Bill Roper Interview

Gamasutra caught up with Bill Roper at GDC China for a very interesting interview about his time at Blizzard Entertainment, the rise and fall of Flagship Studios, what went right (and wrong) with Hellgate: London and Mythos, and more.
If you were to start a company, do you think that you would go the Flagship route again of a big studio? Or do you think that's less of a feasible model these days?

BR: It can be a feasible model. I think there's a lot less support for it on the financial side right now. It's just harder to start a studio at that size.

Flagship actually got a lot bigger than we ever intended it to. In our heads, we wanted to have 25 people. Like, that was how big we wanted our company to be. We had to grow to a larger size within Flagship to support everything we tried to do with that game.

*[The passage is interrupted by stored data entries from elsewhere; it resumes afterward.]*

PR #677, opened 2018-01-03
[codestyle] Replace the synchronized class Hashtable by an unsynchronized one such as HashMap.

fennecus-z:
Hey, sorry for the sloppy branch name, was feeling quite drained and slightly unwell when I was naming it, and accidentally created it with "hash" as part of the name instead of "hashable"

Here is the link to the issue I picked and my task, thanks.

http://sonar.xwiki.org/issues/search#issues=0ca6d3ee-41ab-4e81-b3e9-9abc94710409

https://codein.withgoogle.com/dashboard/task-instances/5241134932557824/

### DIFF
--- a/xwiki-platform-core/xwiki-platform-oldcore/src/main/java/com/xpn/xwiki/XWikiContext.java
+++ b/xwiki-platform-core/xwiki-platform-oldcore/src/main/java/com/xpn/xwiki/XWikiContext.java
@@ -23,6 +23,7 @@ import java.lang.reflect.ParameterizedType;
 import java.net.URL;
 import java.util.ArrayList;
 import java.util.Collections;
+import java.util.HashMap;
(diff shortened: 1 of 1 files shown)


xwiki-platform-core/xwiki-platform-oldcore/src/main/java/com/xpn/xwiki/XWikiContext.java
```diff
@@ -68,7 +69,7 @@
  *
  * @version $Id$
  */
-public class XWikiContext extends Hashtable<Object, Object>
+public class XWikiContext extends HashMap<Object, Object>
```
tmortagne: XWikiContext being a very old public API and HashMap having different behavior than Hashtable regarding a few things this could break some use cases so I will close this Sonar issue as a false positive.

The biggest failure with Hellgate is we just tried to do too much. We were a single-player game, or you could go online and play for free, and there was also this hybrid subscription model that you could get into, and the game was coming out on the new Windows platform, and we were part of the Games for Windows program, we shipped in 17 languages, we had a very high-end graphics engine that we had built but at the same time we did low-poly versions of the game. I mean, the list just went on and on and on.

...

Whereas Torchlight was an example of honing in on something very specific.

BR: I honestly think that as much as people hated me, as much as people hated Hellgate and hated Flagship, people would have loved Mythos. And that was the second game from the studio. And there was a lot of crossover, you know. And I think that Torchlight proved that that next game idea was...

But the thing is they're kind of doing it in this three-stage process, where they released a single-player version. Runic did the game like "Here's a single-player version." The next is going to be a peer-to-peer type thing. And then it's going to be, "Okay, now everybody goes online and plays."

The advantage we had with Mythos is we would have been right at stage three because all that tech was already there. It's a real drag. There was a version of Mythos... We did internal, and then we pushed from the internal server to beta server. And people who were playing Mythos when we closed the company, the version that was next going to get pushed to beta, which was internal, had all these changes to it based on everybody's feedback that was playing.

It wasn't hub-instanced anymore. It was a big open world that then you would go into all the instanced content. You could actually run around with people. We were like, "Oh my God, this is it. This is going to be so great." But you don't get there. And I think that's the difficulty, that we were in an unsustainable business model.

I mean, the game sold, actually, a good number of units, not a failure number of units at all. We never released our box money because we never cracked [our royalty numbers]... Because development cost was so high. We were like, "God, we'll never make that."

We even at one point just realized, "We're never going to make money off box sales. Even if this game sells multiple millions of copies, we might never make our money back on the box sales. We're going to have to make our money on the back end, on the online." Because that was a much lower nut to crack every month. But we just didn't get the number of players.